**Exercise prompt:**
Your answer must contain each line of the data, copied exactly.

(Collected data)
──────

PR #948, opened 2024-02-28
make cloudfront connect to load balanacers

jhsinger-klotho:
ability to connect Cloudfront -> LB

### Standard checks

### DIFF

──────

**Solution below:**
PR #948, opened 2024-02-28
make cloudfront connect to load balanacers

jhsinger-klotho:
ability to connect Cloudfront -> LB

### Standard checks

### DIFF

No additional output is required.